§ YOUR GOAL
Only those lines from the one with "fix Issue 14926" through the last line of the material below should be output, each exactly as it appears.

§ DATA IN THIS EXERCISE
-- Opening Marker --
PR #1364, opened 2015-08-28
fix Issue 14926 - Programs compiled using dmd 2.068 are generating dummy profilegc.log files

WalterBright:
https://issues.dlang.org/show_bug.cgi?id=14926

### DIFF
--- a/src/rt/profilegc.d
+++ b/src/rt/profilegc.d
@@ -130,21 +130,24 @@ shared static ~this()
         ++i;
     }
-- Closing Marker --
§ ANSWER TO THIS PROBLEM
fix Issue 14926 - Programs compiled using dmd 2.068 are generating dummy profilegc.log files

WalterBright:
https://issues.dlang.org/show_bug.cgi?id=14926

### DIFF
--- a/src/rt/profilegc.d
+++ b/src/rt/profilegc.d
@@ -130,21 +130,24 @@ shared static ~this()
         ++i;
     }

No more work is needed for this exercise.